Watch for a Change: Movies with Meaning
Standard movie fare at local DVD stores and movie theatres may be leaving you frustrated. Sadly, we continue to be bombarded with violence, bad language, gore and sexual exploitation. However, we want you to be aware that there is good quality stuff out there if you just know where to find it. Remember, you have choices in life. We at Change would like to introduce you to a terrific website we discovered where you can order DVDs worth viewing.
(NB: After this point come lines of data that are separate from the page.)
PR #3534, opened 2019-06-24
[WIP] Preview of a bunch of changes

jlewi:
This PR won't be submitted as is. It will be broken up into multiple PRs. It is meant to provide a preview

* application_types.go is the first PR to be submitted. There are a bunch of changes to support storing all of the parameters as part of KfDef

   * We add a plugins field which can be used to contain arbitrary structs for any plugins
   * The spec of the plugin is a runtime.RawExtension so that each plugin can  define its own struct
   * GCP will now be a plugin and all of its parameter will eventually migrate to the GCPPluginSpec
   * We also define secrets; secrets can be supplied as references (currently to environment variables) to prevent them from being stored in the spec and checked into git

* coordinator.go defines a backfillKfDefFromOptions method

    * This will be the 2nd PR
    * This backfills all the KfDef spec and plugin information from the current command line options
    * After this PR code (e.g. gcp.go) can be rewritten to use the new Plugins as opposed to using the current code.
    * It will also allow us to start deprecating command line flags while preserving existing code

* gcp.go

     * This will be the 3rd PR
     * It will be updated to get all of the information it needs from KfDef as opposed to passing around an extra GCPArgs struct

---
This change is [Reviewable](https://reviewable.io/reviews/kubeflow/kubeflow/3534)


kkasravi:
@jlewi - just starting to look at this.

jlewi:
Closing this I think all relevant changes have been ported over.

Issue #3502, opened 2019-06-19
Jupyter service on master not working


lluunn:
When I click "spawn", nothing happens.
Saw this in the pod
```
HTTP response headers: HTTPHeaderDict({'Audit-Id': '888aaf55-53d0-4086-99ba-b64cb2893c23', 'Content-Type': 'application/json', 'X-Content-Type-Options': 'nosniff', 'Date': 'Wed, 19 Jun 2019 22:10:59 GMT', 'Content-Length': '344'})
HTTP response body: {"kind":"Status","apiVersion":"v1","metadata":{},"status":"Failure","message":"podpresets.kubeflow.org is forbidden: User \"system:serviceaccount:kubeflow:jupyter-web-app-service-account\" cannot list podpresets.kubeflow.org in the namespace \"kubeflow\"","reason":"Forbidden","details":{"group":"kubeflow.org","kind":"podpresets"},"code":403}
```

 podpreset has been renamed to poddefaults.kubeflow.org

lluunn:
The jupyter webapp image is from May2, needs update.

lluunn:
Next error: the statefulset cannot be created
```
Warning  FailedCreate  9s (x14 over 30s)  statefulset-controller  create Pod test1-0 in StatefulSet test1 failed error: pods "test1-0" is forbidden: error looking up service account kubeflow/default-editor: serviceaccount "default-editor" not found
```

lluunn:
@kunmingg is there supposed to be a default-editor service account, and we missed it in kustomize?
Or we changed the name?
I can see there is a service account called jupyter-web-app-notebook-service-account

kunmingg:
@lluunn 
You can create a profile and use notebook in profile-namespace.
kubeflow namespace is a system namespace for shared components

kunmingg:
`jupyter-web-app-notebook-service-account` deleted in:
https://github.com/kubeflow/manifests/pull/158
It seems not have a consumer.

lluunn:
So users are not supposed to do stuff in kubeflow namespace?
Seems like an unnecessary constraint if the user is admin and doesn't need multi-user feature.
cc @jlewi

lluunn:
I think jupyter-web-app-jupyter-notebook-role-binding binds the wrong service account name, no prefix.
https://github.com/kubeflow/manifests/blob/master/jupyter/jupyter-web-app/base/role-binding.yaml#L10

jlewi:
[...]

Issue #2981, opened 2019-04-09
Notebook Spawner should check for edit permissions before spawning the notebook


kunmingg:
When talking to k8s API, Notebook Spawner backend should 
* read user id from jwt 
* impersonate as k8s user account
* k8s master then block or proceed based on rbac rule of k8s user account

yanniszark:
Following from [PR#3234](https://github.com/kubeflow/kubeflow/pull/3234), I think we should discuss how the userid will be inferred from the JWT.
The current implementation uses a google-specific header to get the userid, making it not work for other platforms.
I can think of two solutions for this:

1. Add a flag in each operator interacting with those headers (profile controller, notebook spawner doing impersonation etc), denoting which header it should use to read the userid. We should also add an option to infer it from the claims of the JWT.
2. Rewrite the platform-specific header or appropriate claim onto a new pre-agreed-upon header (like `x-kubeflow-authenticated-user-email`) using Istio Rules.

I have tried the 2nd option with this Rule and it works:
```yaml
apiVersion: config.istio.io/v1alpha2
kind: rule
metadata:
  name: google-header-rewrite
  namespace: istio-system
spec:
  match: source.labels["istio"] == "ingressgateway"
  requestHeaderOperations:
  - name: kubeflow-authenticated-user-email
    values:
      - request.headers["x-goog-authenticated-user-email"]
```

In addition, we should also be able to reference jwt claims, [as others have been able to](https://discuss.istio.io/t/question-decode-jwt-and-put-sub-into-a-request-header/1213/8?u=yanniszark).

jlewi:
@yanniszark Any update on the current plan based on our April 12 meeting? Unfortunately, the update @vkoukis posted into slack is no longer accessible.

IIRC correctly I think the plan is

* Each name space will have some service accounts with read or write permissions
* Web app will use that service account to create resources
* We discussed creating some sort of lookup service to map users to namespace.

Does the access management API provide the necessary functionality?
https://github.com/kubeflow/kubeflow/tree/master/components/access-management

jlewi:
Actually  here are @vkoukis notes
https://groups.google.com/forum/#!msg/kubeflow-discuss/Yu9DtqexIi4/ZPEc-NNGDAAJ

kunmingg:
access management API  can answer:
if user A can access namespace B.
So Notebook Spawner backend can behave like:
For each coming request:
1. parse user identity from header (provide by IAP or basic auth or LDAP)
[...]

PR #3537, opened 2019-06-24
jupyter-web-app: Integrate with PodDefaults

### LINKED ISSUE #2992: Jupyter spawner ui - let user select admission hooks to apply to the notebook
We are increasingly using webhooks to inject volumes and environment variables into Jupyter pods.

For example

  * On GCP we inject GCP credentials into Jupyter pods
  * We'd like to use to inject GIT secrets (see #2889 )

To support this we'd like the jupyter spawner UI to let users choose which admission hooks to apply to their notebooks.

Admission hooks are controlled based on labels. So step 1 would be to let users specify which labels to apply to their notebooks.

The next step would allow the web ui to introspect the cluster to see which admission hooks are installed in the cluster. Ideally each admission hook would have a human readable label describing what it does (e.g. as annotation). This would be something like

   * Attach S3 credentials for buckets ...

#2844 we'd like to generalize the admission web hook so users could easily define admission hooks for different things. Possibly by creating a CR similar to PodPresets.

Then the spawner UI could show a set of drop down boxes with these descriptions and a user could just check it. Under the hood the spawner UI could get the labels used by the corresponding admission hook and attach them. This will require some UI work as well as work on generalizing the web admission hook #2844.

/cc @zabbasi @vkoukis @kimwnasptd 

@zabbasi might pick up some of this work. I think a design doc would be a good place to start.

### LINKED ISSUE #3536: jupyter-web-app: Error 200 on load
In the new UI if no namespace is selected from the centraldashboard before opening the Jupyter UI, then the value `""` is passed as namespace. Because of this the GET will hit an invalid endpoint resulting in an error 200 popup.

The webapp should ignore the empty value from the centraldashboard.

kimwnasptd:
closes #2992 
closes #3536 

The user can select which PodDefaults will be applied in the Notebooks Pod. In the UI's `select` element the user sees the `desc` field of the `PodDefaults`. 

Under the hood the UI will attach the labels for the selected PodDefaults to the new Pods, which will trigger the `PodDefault` controller.

Also, the `config.yaml` has a [configurations](https://github.com/kubeflow/manifests/blob/master/jupyter/jupyter-web-app/base/config-map.yaml#L134) section from which an admin can set a default set of labels - PodDefaults that will be selected from the UI on load. The admin could also make the `readOnly` attr in the config `true` to block the users from editing this section.

@jlewi @zabbasi In the UI I've named the section as `Configurations`. Should we instead maintain the 1:1 naming with the k8s objects and rename it to `Pod Defaults`?
configs

/cc zabbasi
/cc prodonjs
/cc jlewi

---
This change is [Reviewable](https://reviewable.io/reviews/kubeflow/kubeflow/3537)


jlewi:
/assign @lluunn 
/assign @avdaredevil 

@avdaredevil Could you review the JS/Web changes please?

@lluunn Could you review functionality/admission hooks integration please?

components/jupyter-web-app/backend/kubeflow_jupyter/common/api.py
```diff
@@ -101,6 +101,17 @@ def get_notebooks(ns):
     )
 
 
+def get_poddefaults(ns):
+    return wrap_resp(
+        'poddefaults',
```
lluunn: just curious: the pattern here seems to be using single quote for first param, and double quote for third and later ones. What's the reason?

components/jupyter-web-app/backend/kubeflow_jupyter/common/utils.py
```diff
@@ -334,6 +334,23 @@ def set_notebook_memory(notebook, body, defaults):
...
+        labels = defaults["configurations"]["value"]
+        logger.info("Using default Configurations: {}".format(labels))
+    elif body.get("configurations", None) is not None:
+        labels = body["configurations"]
+        logger.info("Using form's Configurations: {}".format(labels))
+    else:
+        labels = defaults["configurations"]["value"]
+        logger.info("Using default Configurations: {}".format(labels))
+
+    for l in labels:
```
lluunn: do we need to check the labels is iterable?

lluunn:
Just minor questions. Backend LGTM

 I think we call it "configuration" might be confusing, both in FE and BE.

jlewi:
@kimwnasptd Our priority is unblocking the release. So if we have something that is good enough (sounds like we do) lets go with what we have and we can consider future improvements later.

If its an easy fix then someone just make the call about what to go with and lets do it.

jlewi:
@kimwnasptd Do you have an ETA for when we can get this PR merged and the package in kubeflow/manifests updated?

kimwnasptd:
@lluunn @avdaredevil updated the code to align with your comments

@jlewi I think we should go with `configurations` in this PR to unblock the release.

There are still some open issues regarging the webapp and multi user implementation like #2980 and #2981. I'd like to put priority on them first. Once we are done with them I can come up and rename to `Pod Defaults`.

If we won't have enough time before the release to make this change, then we could keep `Configurations` and I'll update the docs to make it clear that this section refers to `Pod Defaults`. Then changing it to `Pod Defaults` will be one of my first PRs for 0.7.

Also, I had already updated the `config.yaml` in the manifests so after we merge this PR we would only need to update the image.

WDYT?

jlewi:
Sounds good. We can create minor releases 0.6.x too if needed. 

Lets try to do the following ASAP

1. Get this PR merged
1. Get the image on master updated
1. Deploy on master and see what's working.

Specifically with regards to #2980. Does spawning notebooks work on non GCP?

e.g. do things work on minikf?

kimwnasptd:
Not in the `kubeflow` Namespace. The Notebooks that get created from the webapp will use the `default-editor` SA. If the creation of a Namespace happens from the Profile Controller then this SA will be created and the Notebooks Pod will be deployed.

But this SA is not present in the `kubeflow` Namespace. As you [said](https://github.com/kubeflow/kubeflow/issues/3502#issuecomment-503828467) we could create a profile for the `kubeflow` Namespace or we could create the `default-editor` SA from the webapp's manifests for `kubeflow`. Either way, lets open an issue to discuss/keep track of it there.

kimwnasptd:
It seems that the `kubeflow-presubmit-tf-notebooks-release` test is failing. IIRC this one builds the images for the Notebooks.

Checked the commits for `components/tensorflow-notebook-image` and found this [commit](https://github.com/kubeflow/kubeflow/pull/3587/files) from two days ago that updated the Dockerfile. 

Also, from the [logs](http://testing-argo.kubeflow.org/workflows/kubeflow-test-infra/kubeflow-presubmit-tf-notebook-release-3537-416def6-7024-25bb?tab=workflow&nodeId=kubeflow-presubmit-tf-notebook-release-3537-416def6-7024-25bb-851366601&sidePanel=logs%3Akubeflow-presubmit-tf-notebook-release-3537-416def6-7024-25bb-851366601%3Amain) I can see that it fails when it tries to 
```bash
/bin/bash -c pip install --upgrade pip==19.0.1 && pip --no-cache-dir install ${TF_PACKAGE}.... ${PIPELINE_SDK_PACKAGE} ....
```

@IronPan could the new version of the Pipeline SDK be the problem or it might something else?

jlewi:
@kimwnasptd Can you try rebasing on the latest master?
I don't think this PR should be triggering the notebook presubmit if it didn't modify that code. 
Its probably doing that because you haven't picked up the latest changes from master so it things this PR is modifying the code in the notebook images.

jlewi:
/lgtm
/approve
/hold

I'm rubber stamping the PR. If the PR is good to go and the tests pass just remove the hold.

The Spiritual Cinema Circle (www.spiritualcinemacircle.org) is not mainstream Hollywood. It is just the opposite: entertaining, soulful movies that will awaken your sense of joy and wonder, inspire love and compassion, and evoke a deeper sense of connection with the universe around you. Below are three of our picks:

Yellow Brick Road (2005)
A documentary that will steal your heart. Yellow Brick Road follows a group of mentally and physically handicapped men, women and children as they rehearse and perform a production of The Wizard of Oz. The participants are part of a Long Island-based organization called ANCHOR (Answering the Needs of Citizens with Handicaps Through Organized Recreation) that puts on like performances annually. The documentary provides a close look at both the group's theatrical production in 2004 and the day-to-day lives of the participants. We watch the actors struggle with learning lines, following staging instructions, getting into character, and making it to rehearsals. But we also experience the joy they feel when the production comes together and they create something bigger and better than anything they would have created individually.

The Whisperer (2005)
Welcome to a remote region of western Ukraine, near the Carpathian Mountains where a wedding is taking place. Get to know the town's characters and traditions. Singing is ever-present and spontaneous, as is the narrative. We learn that there is a connection between the old folk songs and medicine, and that the best singers are also healers. This is a documentary rich with water imagery. From the rain-streaked windows, to the special water collected from streams used in rituals, to the tears that well in the filmmaker's eyes, to the powerful central focus of the film (a life-giving stream that explodes jubilantly as it fills and overflows the shallow vessel of a spoon), water is the irrepressible force behind the story.

Dance Lexie Dance (1996)
An award winning short film set in Derry, Northern Ireland, tells the story of Lexie, a widowed parent struggling to balance his night shifts with his lively, ten-year-old daughter, Laura, who dreams of being a Riverdancer. This does not set well with her Protestant father. They live on the isolated banks of the River Foyle, and Laura is proving to be more of a handful now that she is growing up. Her father dismisses her dance wish as ridiculous but soon realizes that he must find a way of communicating with his daughter. Despite his clumsy efforts, he helps her to become an Irish dancer, and through the fun they have together, create a bond.